§ Records provided
= Beginning of Section =
Issue #2559, opened 2020-05-06
Enforce TaskRun timeout using entrypoint binary


imjasonh:
# Problem

Today, TaskRun timeouts are enforced by the Tekton controller scheduling a goroutine to check in the future that a TaskRun has completed -- if it hasn't, it stops execution by deleting the TaskRun's underlying Pod, and updates the TaskRun's status to indicate timeout.

This leads to Pod logs being GCed more quickly than in the case of successful or failed TaskRuns, where the Pod stays around on the cluster, potentially making debugging timeouts harder than necessary.

# Proposal

Instead, we could use the entrypoint binary we inject to order steps, and have the entrypoint binary also take a flag describing the time after which execution should fail with timeout. This would be passed in by the controller, and the entrypoint binary would execute the underlying command, with a context that times out after that time (`time.Until(deadline)`) and reports timeout.

# Considerations

This moves timeout enforcement into each executing Pod, so timeouts wouldn't be enforced until the Pod actually starts executing -- if a TaskRun's Pod is never scheduled, then its timeout wouldn't be enforced, unlike today. We could keep controller-side timeout enforcement for scheduling timeouts, maybe?

Related to #1690 which proposes using the entrypoint binary to enforce per-step timeouts.

ImJasonH:
/reopen
/remove-lifecycle-rotten

I think this is still a worthwhile change, and might even make a good-first-issue.

I think it would still be worth enforcing timeouts in the reconciler, to catch cases where a pod sat unschedulable until its timeout elapsed, and we could just not create the pod in that case.

ywluogg:
I'm interested in taking this if no one is working on it.

ImJasonH:
> I'm interested in taking this if no one is working on it.

Sounds good! There's going to be some overlap with @Peaorl 's work in #3087, which you should just be aware of, but otherwise this seems fairly straightforward.

One thing we should make sure to do is guard this behavior change with a [feature flag](https://github.com/tektoncd/pipeline/blob/master/config/config-feature-flags.yaml) defaulting to false, in case the change in behavior takes anybody by surprise. In general I don't expect it to cause any problems though.

PR #3304, opened 2020-09-30
Add enforcement of TaskRun's timeout to step level

ywluogg:
# Changes

Enforces the TaskRun's timeout to step level and guard the feature with a feature flag. By default the new enforcement is disabled.

Added unit tests and integration tests along with the feature.

**NOTE: PR is based on another PR [#3087](https://github.com/tektoncd/pipeline/pull/3087). Will rebase once that is merged.**

Closes [#2559](https://github.com/tektoncd/pipeline/issues/2559)

# Submitter Checklist

review them:

## Reviewer Notes

# Release Notes

Enforces the TaskRun's timeout to step level and guard the feature with a feature flag. By default the new enforcement is disabled.

### DIFF
--- a/cmd/entrypoint/runner.go
+++ b/cmd/entrypoint/runner.go
@@ -21,7 +21,7 @@ type realRunner struct {
 
 var _ entrypoint.Runner = (*realRunner)(nil)
 
-func (rr *realRunner) Run(timeout string, args ...string) error {
+func (rr *realRunner) Run(timeout string, taskRunDeadline string, args ...string) error {
 	if len(args) == 0 {
 		return nil
 	}
@@ -38,9 +38,10 @@ func (rr *realRunner) Run(timeout string, args ...string) error {
 	// Add timeout to context if a non-zero timeout is specified for a step
 	ctx := context.Background()
 	var cancel context.CancelFunc
-	timeoutContext, _ := time.ParseDuration(timeout)
-	if timeoutContext != time.Duration(0) {
-		ctx, cancel = context.WithTimeout(ctx, timeoutContext)
+
+	if timeout != "" || taskRunDeadline != "" {
+		timeoutDuration := soonestTimeout(timeout, taskRunDeadline)
+		ctx, cancel = context.WithTimeout(ctx, timeoutDuration)
 		defer cancel()
 	}
 
@@ -78,4 +79,19 @@ func (rr *realRunner) Run(timeout string, args ...string) error {
 	}
 
 	return nil
+}
+
+// soonestTimeout accepts a step timeout duration and taskrun timeout deadline in string format
+// and returns whichever one is non-zero (if any) or that which will occur soonest.
+func soonestTimeout(stepTimeout, taskRunDeadline string) time.Duration {
+	taskRunEnd, _ := time.Parse(time.UnixDate, taskRunDeadline)
+	taskRunDuration := time.Until(taskRunEnd)
+
+	stepDuration, _ := time.ParseDuration(stepTimeout)
+
+	if stepTimeout == "" || taskRunEnd.Before(time.Now().Add(stepDuration)) {
+		return taskRunDuration
+	}
+
+	return stepDuration
 }
--- a/cmd/entrypoint/runner.go
+++ b/cmd/entrypoint/runner.go
@@ -1,10 +1,12 @@
 package main
 
 import (
+	"context"
 	"os"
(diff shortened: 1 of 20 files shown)


cmd/entrypoint/runner.go
```diff
@@ -33,7 +35,25 @@ func (rr *realRunner) Run(args ...string) error {
...
+	ctx := context.Background()
+	var cancel context.CancelFunc
+
+	deadline, _ := time.Parse(time.UnixDate, taskRunDeadline)
+	taskRunDuration := time.Until(deadline)
+
+	stepDuration, _ := time.ParseDuration(timeout)
+	timeoutDuration := stepDuration
+
+	if timeoutDuration != time.Duration(0) && taskRunDeadline != "" && deadline.Before(time.Now().Add(timeoutDuration)) {
```
sbwsg, line 48: Does this not mean that the `taskRunDeadline` will only be applied if a Step timeout has also been set?  What happens if `timeout` is "0s" or ""?

A helper func might be useful here:

```go
// soonestTimeout accepts a step and taskrun duration and returns whichever one is non-zero (if any)
// or that which will occur soonest.
func soonestTimeout(step, taskRun time.Duration) time.Duration {
	if step == time.Duration(0) {
		return taskRun
	}
	if taskRun == time.Duration(0) {
		return step
	}
	if step < taskRun {
		return step
	}
	return taskRun
}
```

cmd/entrypoint/runner_test.go
```diff
@@ -14,9 +16,37 @@ func TestRealRunnerSignalForwarding(t *testing.T) {
...
+	} else {
+		t.Fatalf("step didn't timeout")
+	}
+}
+
+// TestRealRunnerDeadline tests whether cmd is killed after nanosecond * 1000, set by TaskRun deadline, even though it's supposed to sleep for 10 milliseconds.
+func TestRealRunnerDeadline(t *testing.T) {
+	rr := realRunner{}
+	timeout := "1s"
+	if err := rr.Run(timeout, time.Now().Add(time.Nanosecond * 100).Format(time.UnixDate), "sleep", "0.01"); err != nil {
```
sbwsg, line 45: It might be worth adding a couple of tests to codify how the function deals with edge cases like: invalid deadline string, negative deadline string, empty string.

config/config-feature-flags.yaml
```diff
@@ -40,14 +40,23 @@ data:
...
-  # working directory if not set by the user but this will change
-  # in an upcoming release.
+  # The default behaviour currently is for the TaskRun's timeout
+  # check is done at TaskRun's reconciler level insteaf of at
+  # Step level.
+  #
+  # See https://github.com/tektoncd/pipeline/issues/2559 for more
+  # info.
+  disable-taskrun-step-timeout-check: "true"
+  # Setting this flag to "true" will check Step's timeout against
```
sbwsg, line 53: I think we have lost the original comment for the `disable-working-directory-overwrite` flag here.

config/config-feature-flags.yaml
```diff
@@ -40,14 +40,23 @@ data:
...
-  # The default behaviour currently is for Tekton to override the
-  # working directory if not set by the user but this will change
-  # in an upcoming release.
+  # The default behaviour currently is for the TaskRun's timeout
+  # check is done at TaskRun's reconciler level insteaf of at
+  # Step level.
+  #
+  # See https://github.com/tektoncd/pipeline/issues/2559 for more
+  # info.
+  disable-taskrun-step-timeout-check: "true"
```
sbwsg, line 52: Suggest making this `enforce-taskrun-timeouts-in-step-entrypoint: "false"` to avoid the double-negative that occurs when `disable` and `false` together.

We've used `disable-` for many of the other feature flags mostly because they turn off features which existed before the feature flags were introduced.  Here though I think we're adding a new implementation and offering users the opportunity to test it out before we switch over to it permanently.

cmd/entrypoint/runner.go
ywluogg: Oops messed up the commit version. Moved them to a separate function

cmd/entrypoint/runner_test.go
ywluogg: Added a few more tests for Step timeout as well

config/config-feature-flags.yaml
ywluogg: Oops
= End of Section =
§ About this exercise
If a line in the listing contains "CancelFunc", it counts. Say how many lines count, with no other words.

§ Response to the task
2